# Text Preprocessing

Text preprocessing is an important step in the use of unstructured text document for any type of data mining, information retrieval, or text analytics.
This lab walks through the use of the Python Natural Language Toolkit (NLTK) to discuss the tools available for text preprocessing.
Specifically, we are looking at the concepts of
  1. Stop Words
  1. Stemming
  1. Lemmatization
  
In the labs after this, these things will be automatically handled for us as we build information retrieval.
However, these are still key concepts to see in action.
You will see them again as we continue to move forward with our text analytics in future modules.

#### <span style="background:yellow">As you continue to work with text processing, contemplate the discussion board question!</span>

## Stop Words

Text documents often contain many occurrences of the same word. 
For example, in a document written in _English_, words such as _a_, _the_, _of_, and _it_ likely occur very frequently. 
When classifying a document based on the number of times specific words occur in the text document, 
these words can lead to biases, especially since they are generally common in **all** text documents you might want to classify. 
As a result, the concept of [_stop words_](https://en.wikipedia.org/wiki/Stop_words) was invented. 
Basically, these words are the most commonly occurring words that should be removed during the tokenization process in order to improve subsequent text analytics efforts. 

We can easily specify that the __English__ stop words should be excluded during tokenization by using the `stop_words`. 
Note, _stop word_ dictionaries for other languages, or even specific domains, exist and can be used instead. 
We demonstrate the removal of stop words by using a `CountVectorizer` in the following simple example.

-----

In [1]:
# Define our vectorizer

from sklearn.feature_extraction.text import CountVectorizer
cv = CountVectorizer(analyzer='word', lowercase=True)

# Sample sentance to tokenize
my_text = 'This module introduced many concepts in text analysis.'

cv1 = CountVectorizer(lowercase=True)
cv2 = CountVectorizer(stop_words = 'english', lowercase=True)

tk_func1 = cv1.build_analyzer()
tk_func2 = cv2.build_analyzer()

import pprint
pp = pprint.PrettyPrinter(indent=2, depth=1, width=80, compact=True)

print('Tokenization:')
pp.pprint(tk_func1(my_text))

print()

print('Tokenization (with Stop words):')
pp.pprint(tk_func2(my_text))

Tokenization:
['this', 'module', 'introduced', 'many', 'concepts', 'in', 'text', 'analysis']

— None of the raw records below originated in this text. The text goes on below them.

PR #1075, opened 2025-04-01
feat: session replay module

potty:
# Description

### Major changes
- SplunkRumRecorder: added `recorder` config option to change recorder type. Allowed values: `rrweb` (default), `splunk`. In the future, `rrweb` will be replaced by `splunk` recorder.
- SplunkRumRecorder config is extended by Splunk recorder options. Some of the rrweb config options are migrated to splunk recorder (privacy options mostly).
- Improved log exporting (keepalive fetch, fetch retries) and added log export queue

### Tooling changes
- Rollup replaced by Webpack

## Type of change

- Documentation update

# How has this been tested?

- Manual testing
- Added unit tests
- Added integration tests


packages/session-recorder/src/BatchLogProcessor.ts
```diff
@@ -26,47 +26,142 @@ export interface BatchLogProcessorConfig {
...
+
+	private flushAll(): Promise<void> {
+		return new Promise((resolve, reject) => {
+			const promises = []
+			promises.push(this.flushOneBatch())
+
+			Promise.all(promises)
+				.then(() => {
+					resolve()
+				})
```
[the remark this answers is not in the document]
potty: Tady bohuzel rve TS kvuli mismatch `void[]` a `void`, `Promise.all` totiz vraci array a resolve ma arg `void`.

packages/session-recorder/src/OTLPLogExporter.ts
```diff
@@ -126,19 +136,112 @@ export default class OTLPLogExporter {
...
+	}
+}
 
-		fetch(this.config.beaconUrl, {
+const sendByFetch = async (
+	endpoint: string,
+	headers: HeadersInit,
+	data: BodyInit,
+	onSuccess: () => void,
+	keepalive?: boolean,
```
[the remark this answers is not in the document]
potty: Do you mean to use object as arg and consolidate the types with `ApiParams`?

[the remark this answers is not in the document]
millcek: I propose that headers, data/body, and keepalive be consolidated into a single parameter, as these are directly passed. The remaining parameters can either remain unchanged or be included within this parameter as well.

packages/session-recorder/src/BatchLogProcessor.ts
```diff
@@ -26,47 +26,142 @@ export interface BatchLogProcessorConfig {
 }
 
 export class BatchLogProcessor {
```
Joozty, line 28: Ho does it differ from OTel BatchLogProcessor?


https://github.com/open-telemetry/opentelemetry-js/blob/main/experimental/packages/sdk-logs/src/platform/browser/export/BatchLogRecordProcessor.ts#L21

potty: It's basically the same, but uses Splunk custom `Log` type instead of `ReadableLogRecord` from OTel.

potty: As we were discussing recently, by using `LogRecord` from OTel would simplify things a lot.

packages/session-recorder/src/session-replay/cdn-module.ts
```diff
@@ -15,22 +15,14 @@
...
-import commonjs from '@rollup/plugin-commonjs'
 
-export const babelPlugin = babel({
-	babelHelpers: 'runtime',
-	extensions: ['.js', '.es6', '.es', 'mjs', '.ts'],
-})
+import {
+	SessionReplay as SessionReplayOriginal,
+	SessionReplayPlain as SessionReplayPlainOriginal,
+	// @ts-expect-error Remote module
```
Joozty, line 22: This approach (.d.ts) does not work to make types available?

declare module '[session-replay.module.legacy.min.js](https://cdn.signalfx.com/o11y-gdi-rum/session-replay/v1.33.0/session-replay.module.legacy.min.js)' {
....
}

packages/session-recorder/src/storage.ts
```diff
@@ -0,0 +1,47 @@
...
+	try {
+		value = window.localStorage.getItem(key)
+	} catch {
+		// localStorage not accessible probably user is in incognito-mode
+		// or set "Block third-party cookies" option in browser settings
+	}
+	return value
+}
+
+export const safelySetLocalStorage = (key: string, value: string): boolean => {
```
Joozty, line 29: We have these functions in agent... we should find a way to share it here to to avoid duplicate code. (Can be done in new PR afterwars)

packages/session-recorder/src/utils.ts
```diff
@@ -29,9 +29,11 @@ const GLOBAL_SPLUNK_RUM_VERSION_KEY = `${GLOBAL_SPLUNK_RUM_KEY}.version`
  * eg. sharing session id manager with session recorder
  */
 export function getGlobal<Type>(): Type | undefined {
+	// @ts-expect-error FIXME: Symbol type is not assignable to string
```
Joozty, line 32: Why it worked before?

Joozty: I see you added strict check 👍

packages/session-recorder/src/storage.ts
potty: I agree

packages/session-recorder/src/session-replay/cdn-module.ts
potty: It works, thanks for the tip!

Joozty (approved):

PR #1108, opened 2025-04-29
fix: calling sendBeacon in IE11

millcek:
# Description

The file `packages/web/src/exporters/zipkin.ts` does not contain a sendBeacon check. In IE11, sendBeacon is not defined, so it throws an error.

## Type of change


Joozty (approved):
👍

amertak (approved):

PR #1182, opened 2025-06-16
chore: switch to pnpm

Joozty:
# Description

## Type of change

# How has this been tested?

- Manual testing


packages/web/LICENSE
Joozty, line 1: image

packages/session-recorder/package.json
```diff
@@ -34,7 +34,7 @@
 		"type-fest": "^4.37.0"
 	},
 	"peerDependencies": {
-		"@splunk/otel-web": "^0.23.0-alpha.2"
+		"@splunk/otel-web": "workspace:*"
```
Joozty, line 37: pnpm will replace it with the current version, but we will be missing the ^. I think that's okay, since we strictly require the exact same version to be installed.

packages/build-plugins/tests/integration.test.node.ts
Joozty, line 1: if you want to run tests in node you need to use test.node.ts suffix

potty (approved):
🔥

PR #1197, opened 2025-06-24
feat: new `SplunkRum.reportError(error, context)` API

Joozty:
# Description

A new `reportError` API has been introduced to replace the now-deprecated `SplunkRum.error()` method. This API provides a more flexible way to report errors, allowing you to include optional additional context.

### Key Features

- Accepts a variety of input types: `string`, `Event`, `Error`, `ErrorEvent`, or an array of any values.
- Supports an optional `context` parameter to attach custom context to the error.
- The `context` is a simple object containing key-value pairs.
- These key-value pairs are added to the error span for enhanced monitoring and debugging.

### API Signature

```ts
reportError: (
  error: string | Event | Error | ErrorEvent,
  context?: Record<string, string | number | boolean>,
) => void
```

Use `reportError` to capture errors along with any relevant custom metadata to improve traceability and diagnostics.

## Type of change

# How has this been tested?

- Manual testing
- Added unit tests
- Added integration tests


jtmalinowski:
Quick thoughts on typing:

```js
  error: /* ... | */ unknown[],
```

why? how would this `unknown[]` come to be? How would be even treat it?

```js
  context?: Record<string, string | number | boolean | string[] | number[] | boolean[]>,
```

We will serialize to `Record<string,string>` anyway, so this seems potentially confusing to the customers, or at least I can see customers who will send `{someIds: [1,2,3]}` and will later ask for a backend filter in `1 in someIds` which we don't currently support.

Joozty:
1. If you report an `unknown[]`, `ErrorInstrumentation` iterates over all arguments, tries to find the first error, and uses it for the stack trace. The error message is composed by stringifying all items in the array.

2. The reason behind it is explained here: https://github.com/signalfx/splunk-otel-js-web/pull/1197#discussion_r2166530859. I don't have a strong opinion about it either, and based on testing, I can confirm that a numeric array gets serialized as `1,2,3`. @amertak  what do you think about Jakub's comment?

Joozty:
Thanks for the feedback, @jtmalinowski . We decided to allow only `Record<string, string | boolean | number>` and discard `unknown[]` from `reportError`.

amertak (approved):

jtmalinowski (approved):

PR #1214, opened 2025-07-08
chore: improvements for session replay

Joozty:
# Description

Things done in this PR:

- Stored logs as plain JSON in localStorage
Logs are stored in plain JSON format for storage efficiency.  Conversion to a Uint8Array happens before send.

- Ensured logs are only removed after successful send
Logs remain in localStorage until we confirm they’ve been successfully sent, to prevent data loss.

- Each API call sends only one segment.
We avoid batching logs here because the underlying SplunkSessionRecorder already batches events internally.

- Stop recording when the browser tab is hidden

## Type of change

# How has this been tested?

- Manual testing


packages/session-recorder/src/index.ts
```diff
@@ -313,6 +313,9 @@ const SplunkRumRecorder = {
 				log.debug('Emitting log', logData)
 
 				processor.onEmit(logData)
+				if (recorderType === 'splunk') {
+					void processor.forceFlush()
```
Joozty, line 317: one segment per API call

PR #1252, opened 2025-07-15
Fix sourceMapIds not found if asset URLs contain a query string

rybon:
# Description

## Type of change

- Documentation update

# How has this been tested?

- Manual testing
- Added unit tests
- Added integration tests

### DIFF
--- a/packages/web/src/SplunkErrorInstrumentation.ts
+++ b/packages/web/src/SplunkErrorInstrumentation.ts
@@ -30,7 +30,7 @@ import { diag } from '@opentelemetry/api'
 const STACK_LIMIT = 4096
 const MESSAGE_LIMIT = 1024
 
-export const STACK_TRACE_URL_PATTER = /([\w]+:\/\/[^\s/]+\/[^\s?:#]+)/g
+export const STACK_TRACE_URL_PATTER = /([\w]+:\/\/[^\s/]+\/[^\s?:#]+(\?\S[^)]*)?)/g
 
 function useful(s: string) {
 	return s && s.trim() !== '' && !s.startsWith('[object') && s !== 'error'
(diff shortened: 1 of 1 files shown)


rybon:

Abinet18 (changes requested):
This change will not be needed here, it breaks some other tests. This issue needs a fix on the cli tool rather, I have tested the parsing here against the stack trace provided and it is behaving as expected. The source map ids are not expected to contain keys with the query params like this,  'https://www.example.com/_next/static/chunks/webpack-4124fc546f5a1faa.js?dpl=v1.0.0', this mapping is added to the js by cli tool so the fix there should give correct keys

Abinet18:
@rybon , As you mentioned The ErrorInstrumentation parser here strips the query strings while the cli tools parser doesn't. The ErrorInstrumentation is written with such expectation and you can see from the tests here, https://github.com/signalfx/splunk-otel-js-web/blob/412e7c11a4127fc82ad3b9b23dcbcd5ac48f20f2/packages/web/tests/SplunkErrorInstrumentation.test.ts#L127 , I thought it should be the cli tool that needs update but it could also be this one . It may need more discussion, will get back to you after discussing with team.

packages/web/src/SplunkErrorInstrumentation.ts
```diff
@@ -30,7 +30,7 @@ import { diag } from '@opentelemetry/api'
 const STACK_LIMIT = 4096
 const MESSAGE_LIMIT = 1024
 
-export const STACK_TRACE_URL_PATTER = /([\w]+:\/\/[^\s/]+\/[^\s?:#]+)/g
+export const STACK_TRACE_URL_PATTER = /([\w]+:\/\/[^\s/]+\/[^\s?:#]+(\?\S[^)\s*]*)?)/g
```
Abinet18, line 33: To have consistency with cli tool, let us use 
`export const STACK_TRACE_URL_PATTER =/[\w]+:\/\/[^\s]+?(?::\d+)?(?=:[\d]+:[\d]+)/g`

rybon: Alright. So, just change this one line in this PR?

Abinet18:
just change the expected values for test6 at line 132 in  /tests/SplunkErrorInstrumentation.test.ts,
`const expected6 = [
	'http://example.com:8080/path/js/main.js?name=testname',
	'http://example.com:8080/path/js/main2.js#fragmentHere',
	'http://example.com:8080/path/js/main3.js?name=testname#fragmentHere',
]`

rybon:
@Abinet18 done.

Abinet18 (approved):

rybon:
The latest commit seems to have a red build. Could someone restart it?

rybon:
@Abinet18 apparently the build was 11 bytes over the limit. I bumped the threshold to 46 kB. Could you trigger another build?

PR #1253, opened 2025-07-16
chore: implement periodic clearing of expired throttle map items

Joozty:
# Description

To prevent the `throttleMap` from growing indefinitely, we added a periodic task that runs every 5 seconds to remove expired items from the map.

## Type of change

# How has this been tested?

- Manual testing

### DIFF
--- a/.size-limit.cjs
+++ b/.size-limit.cjs
@@ -24,7 +24,7 @@ module.exports = [
 
 	{
 		name: 'artifacts/splunk-otel-web.js',
-		limit: '45 kB',
+		limit: '46 kB',
 		path: './packages/web/dist/artifacts/splunk-otel-web.js',
 	},
 


amertak (approved):

packages/web/src/SplunkErrorInstrumentation.ts
```diff
@@ -217,6 +222,24 @@ export class SplunkErrorInstrumentation extends InstrumentationBase {
 		this.endSpanWithThrottle(span, now)
 	}
 
+	private attachClearingInterval(): void {
+		this.clearingIntervalId = setInterval(() => {
+			const callback = () => {
+				this.throttleMap.forEach((relativeTime, throttleKey) => {
+					if (performance.now() - relativeTime > THROTTLE_LIMIT) {
+						this.throttleMap.delete(throttleKey)
```
Abinet18, line 230: Just curious, can a race condition happen here if this is running on interval and sth else is trying to add to the map. Should it be considered ?

Joozty: JavaScript is single-threaded, and this operation is synchronous, so there is no way it would get interrupted by the add operation.

Issue #1276, opened 2025-08-04
Grouped Error IDs for Undescribed Errors in Splunk RUM


aplassen:
Hello,

We’re seeing some recurring and somewhat unclear errors related to elements like <img> and <video>, where there’s no obvious description or indication of what’s causing them. These, along with similar cases, end up grouped under the same error ID in Splunk RUM, which makes it difficult to understand and troubleshoot the underlying issues.
I’ve included a screenshot from a session in Splunk RUM that shows an example.

Context: React 17.0 web application.

Have other customers experienced something similar?
Is this a known limitation or behavior of the RUM JS Agent? And if so, is there a recommended way to gain more insight into these kinds of errors?

<img width="447" height="261" alt="Image" src="https://github.com/user-attachments/assets/42a7d53b-4bbf-440c-bfc6-960b6aed5a9c" />

<img width="560" height="821" alt="Image" src="https://github.com/user-attachments/assets/0bd1a5a2-dfef-4256-adc3-7ed148070068" />

amertak:
Hello,

The presented error is caused by the Error of type Event which can be thrown by an element like image.
The event itself does not contain any useful info except the element that caused it.

When the element is present in the error event, we gather all potential relevant info we can. Right now it is

```
target_element
target_xpath
target_src
```

From your image you can see these attributes. 

<img width="940" height="141" alt="Image" src="https://github.com/user-attachments/assets/20ad1406-6ac5-43ca-8c1e-d452a9c27b20" />

They are pointing to an image that was not probably possible to load (name of the image suggests it).
 
Let me know if there is anything else.

aplassen:
Thanks for the follow-up!

It makes sense given the limitations of onError events in the browser. Even so, I think there’s room for improvement on the RUM side. For example:

Add a message like “Unknown error on <img>”, “Unknown error on <script>”, or more generally “Unknown error on <ELEMENT_TYPE>”. That way, the error is visible directly in RUM without having to dig into sessions, and it might also help prevent those errors from collapsing under a single error ID. I guess it could be handled by the customer via something like https://github.com/signalfx/splunk-otel-js-web/pull/1274 (saw it was closed?), but I’d prefer this to be the standard behaviour.

aplassen:
Any suggestions, comments or insight on the way forward?

Joozty:
@aplassen fixed... we will release a new version this week

PR #1317, opened 2025-08-22
fix: improve error msg for failed resources

Joozty:
# Description

Closes https://github.com/signalfx/splunk-otel-js-web/issues/1276

When the browser fails to load an element — such as an image, video, or script — it triggers an empty event with no message. According to the documentation, this empty error means the resource either failed to load or couldn’t be used. 

New message is introduced saying - `Failed to load <tag_name src="src_attribute_value" />`

https://developer.mozilla.org/en-US/docs/Web/API/Window/error_event
https://developer.mozilla.org/en-US/docs/Web/API/HTMLElement/error_event

## Type of change

# How has this been tested?

- Added integration tests

### DIFF
--- a/packages/web/src/SplunkErrorInstrumentation.ts
+++ b/packages/web/src/SplunkErrorInstrumentation.ts
@@ -25,6 +25,7 @@ import { isPlainObject, removePropertiesWithAdvancedTypes, SpanContext } from '.
 import { getValidAttributes } from './utils/attributes'
 import { diag } from '@opentelemetry/api'
 import { suppressTracing } from '@opentelemetry/core'
+import { isElement } from './types'
 
 // FIXME take timestamps from events?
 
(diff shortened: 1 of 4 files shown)


packages/web/src/SplunkErrorInstrumentation.ts
```diff
@@ -84,7 +85,7 @@ function parseErrorStack(stack: string): string {
 
 function addStackIfUseful(span: Span, err: Error) {
 	if (err && err.stack && useful(err.stack)) {
-		//get sourcemap ids and add to span as error.soruce_map_ids
+		//g et sourcemap ids and add to span as error.source_map_ids
```
Joozty, line 88:
```suggestion
		// get sourcemap ids and add to span as error.source_map_ids
```

PR #1371, opened 2025-09-15
chore(session-recorder): enforce 2mb limit is log queue

Joozty:
# Description

Add 2MB size limit for queued logs in localStorage

## Type of change

# How has this been tested?

- Manual testing
- Added unit tests
- Added integration tests


amertak (approved):
👍

PR #1693, opened 2026-03-23
feat: trace separation of xhr and fetch from parent trace like click

Abinet18:
# Description

When a user clicks a button that triggers XHR/Fetch requests, by default all spans (click + XHR/Fetch + backend APM spans) share the same trace ID. This creates one large trace containing everything. This has an impact on BT correlation of rum and apm traces.

With separateTraces: true, each XHR/Fetch request gets its own trace ID. This enables:

Proper Business Transaction (BT) correlation in backend APM
Parent relationship preserved via parent.traceId and parent.spanId attributes for RUM correlation
How It Works
Default behavior (separateTraces: false):

Click Span (traceId: abc123)
  └── XHR Span (traceId: abc123, parentId: click)
        └── Backend Span (traceId: abc123)
With separateTraces: true:

Click Span (traceId: abc123)
 
XHR Span (traceId: xyz789, parent.traceId: abc123, parent.spanId: click)
  └── Backend Span (traceId: xyz789)
The XHR span:

Gets a new trace ID (root span)
Stores the original click span reference in parent.traceId and parent.spanId attributes
Sends its own trace ID in the traceparent header to the backend
Usage
Option 1: Top-level config (applies to both XHR and Fetch)

SplunkRum.init({
  separateTraces: true
})
Option 2: Per-instrumentation config

SplunkRum.init({
  instrumentations: {
    xhr: { separateTraces: true },
    fetch: { separateTraces: true }
  }
})
Option 3: Mixed (top-level with override)

SplunkRum.init({
  separateTraces: true,  // Enable for both
  instrumentations: {
    xhr: { separateTraces: false }  // Override: disable for XHR only
  }
})

## Type of change

- Documentation update

# How has this been tested?

- Added integration tests


packages/integration-tests/src/tests/separate-traces/click-xhr.ejs
```diff
@@ -0,0 +1,37 @@
...
+    }
+
+    window.testing = true;
+    btnTriggerXhr.addEventListener('click', function () {
+      // Make two XHR requests from within the click handler using test server endpoints
+      makeXHR('/some-data');
+      makeXHR('/no-server-timings');
+      
+      // Wait for spans to be processed
+      setTimeout(function () {
```
Joozty: You probably don’t need these setTimeouts (in all .ejs files) in your tests. You’re already waiting for span elements in the spec files.

Image

packages/web/src/index.ts
```diff
@@ -646,6 +647,13 @@ export const SplunkRum: SplunkOtelWebType = {
 			const instrumentations = INSTRUMENTATIONS.map(({ confKey, disable, Instrument }) => {
 				const pluginConf = getPluginConfig(processedOptions.instrumentations[confKey], pluginDefaults, disable)
 				if (pluginConf) {
+					// Pass top-level separateTraces to XHR and Fetch instrumentations if not overridden
+					if ((confKey === 'xhr' || confKey === 'fetch') && processedOptions.separateTraces !== undefined) {
+						if ((pluginConf as Record<string, unknown>).separateTraces === undefined) {
```
Joozty: you already have in each instrumentation processedOptions so you can get it from there.

Joozty (approved):

PR #1796, opened 2026-05-14
feat: use web-vitals attribution

potty:
# Description

## Summary

Adds experimental Web Vitals attribution support for `webvitals` spans.

The instrumentation now uses `web-vitals/attribution` and can emit additional attribution data for CLS, INP, LCP, and opt-in FCP/TTFB spans. Attribution remains disabled by default, and the default attribution settings avoid exposing sensitive selectors or URL details.

## Changes

- Adds opt-in Web Vitals attribution via `_experimental_attribution`.
- Adds attribution support for CLS, INP, and LCP spans.
- Adds opt-in experimental FCP and TTFB collection.
- Adds privacy controls for element targets and LCP URLs.
- Sanitizes LCP URLs by default and emits safe structural element targets by default.
- Improves Web Vitals reporting behavior around duplicate reports, invalid metric values, and document-load alignment fallback.
- Adds a Web Vitals dev sandbox page for manual attribution testing.
- Expands Playwright coverage for default, attribution-enabled, experimental, and disabled Web Vitals behavior.
- Adds focused Vitest coverage for attribution helpers, sanitization, safe targets, resource timing, span attributes, and instrumentation behavior.
- Adds Chromium unit test coverage reporting in CI.
- Updates the bundle size limit for the web artifact.

## Verification

- Added and updated Vitest unit tests.
- Updated Playwright Web Vitals integration tests.
- CI now runs Chromium unit tests with coverage and uploads coverage artifacts.


packages/web/src/instrumentations/splunk-webvitals-instrumentation.ts
```diff
@@ -16,127 +16,226 @@
...
+		super(MODULE_NAME, VERSION, { ...config, enabled: false })
 
-		this.docLoadSpanPromise = new Promise<ReadableSpan>((resolve) => {
+		this.docLoadSpanPromise = new Promise<ReadableSpan | undefined>((resolve) => {
 			this.docLoadSpanResolve = resolve
 		})
 
+		// Fall back to wall-clock alignment if `documentLoad` never arrives
+		// (e.g. `document` instrumentation is disabled).
+		const fallbackTimeout = setTimeout(() => {
```
Joozty: whats this?

packages/web/src/splunk-context-manager.ts
```diff
@@ -636,14 +636,18 @@ export class SplunkContextManager implements ContextManager {
 				// eslint-disable-next-line @typescript-eslint/ban-ts-comment
 				// @ts-ignore expects __promisify__ for some reason
 				function (this: unknown, ...args: Parameters<typeof setTimeout>) {
+					const originalSetTimeout = original as (
```
Joozty: why do you need this?

potty: Removed the extra cast. It was only a TS workaround and was not needed for runtime behavior.

packages/web/src/instrumentations/splunk-webvitals-instrumentation.ts
potty: Yes, we need this fallback. reportMetric awaits the documentLoad promise when alignment is enabled, so without a timeout a missing documentLoad span would leave the web-vitals metric unreported forever. I clarified the comment and added a unit test that proves we wait only for the bounded grace period before reporting with wall-clock timing.

potty: Removed the timeout after the discussion.

Joozty (approved):

Issue #1227, opened 2020-05-18
[useMeasure] Ability to track a custom Ref


ashubham:
**Is your feature request related to a problem? Please describe.**
Currently `useMeasure` returns a `ref` which needs to be assigned a ref in the JSX.
This has 2 issues:
1. The `ref` is not a real `useRef` for eg. Does not have `ref.current` as a prop.
2. If I already have a component where I have a ref, I just want to track its size changes.

**Describe the solution you'd like**
An API of this shape:
const {width, height ... } = useMeasure({ref: currentRef});

**Describe alternatives you've considered**
I am using https://github.com/ZeeCoder/use-resize-observer ... in the absence of the above which I want to remove.

michelecocuccio:
+1 on that. I already have my `ref` so it will be useful to pass a Ref as an argument. This will also give the ability to use more than one `useMeasure` in the same component, as I need to track three different elements.

kybradeck:
I just ran in the same issue, would also love this!

dmitrij-borchuk:
Hey! How do you think, should we pass a real `ref` there or just an element?
```
const {width, height ... } = useMeasure({ ref: ref });
```
or
```
const {width, height ... } = useMeasure({ element: ref.current });
```
I am asking because `ref` is not used inside so we don't need it.

dmitrij-borchuk:
Looks like this proposal contains breaking backward compatibility. Should new PR implement it like that?
Currently, it returns an array where the first element is `ref`, but with passing `ref` as an argument, we don't need this returning `ref`. In case we need to save backward compatibility the interface will be strange:
```
const rect = useMeasure({ ref: elementRef })[1];
```
or
```
const { '1': stateArgs } = useMeasure({ ref: elementRef });
```

dmitrij-borchuk:
@ashubham @streamich What do you think?

joeshub:
what if you create and return a ref if no ref was passed in?

dmitrij-borchuk:
@joeshub Great idea for the JavaScript but how TypeScript types should look like in this case?

priley86:
+1 for supporting a passed ref

PoOw:
> @joeshub Great idea for the JavaScript but how TypeScript types should look like in this case?

Could be something like that ?

```
<E extends HTMLElement = HTMLElement>(element?: E): UseMeasureResult<E>
```

If the `element` parameter is passed, you use it to initiate the element state in the hook. This way, there is no breaking change.

[...]

PR #1516, opened 2020-09-17
Use measure track custom ref

dmitrij-borchuk:
# Description

According to this (https://github.com/streamich/react-use/issues/1227) issue, we need to be able to track custom Ref passed from outside of the hook. I have added overload for the case when we pass a custom hook as an argument. In this case, we return only the Element rect.

## Type of change

# Checklist
- [ ] Add documentation


macrozone:
can we have this reviewed and released?

adeguelle:
> can we have this reviewed and released?

+1
please

dzcpy:
You could use useMeasureDirty instead. It's already in this project but not exported.
Try
```js
import useMeasureDirty from 'react-use/lib/useMeasureDirty';
```

dmitrij-borchuk:
So, its a year since I have created a pull request, looks like the repository is dead

dzcpy:
> So, it's a year since I have created a pull request. Looks like the repository is dead

You can use ahooks instead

Tokenization (with Stop words):
['module', 'introduced', 'concepts', 'text', 'analysis']


 

--- 
## Stemming


We have looked at the removal of redundant or unimportant words, i.e., _stop words_. 
However, an issue still exist because of different word forms of the same base term; for example compute, computer, computed, and computing. 
The process of changing words back to their root term, or basic form (by removing prefixes and suffixes) so that token frequencies match the use of the root token rather than being spread across multiple similar tokens is known as [stemming](https://en.wikipedia.org/wiki/Stemming). 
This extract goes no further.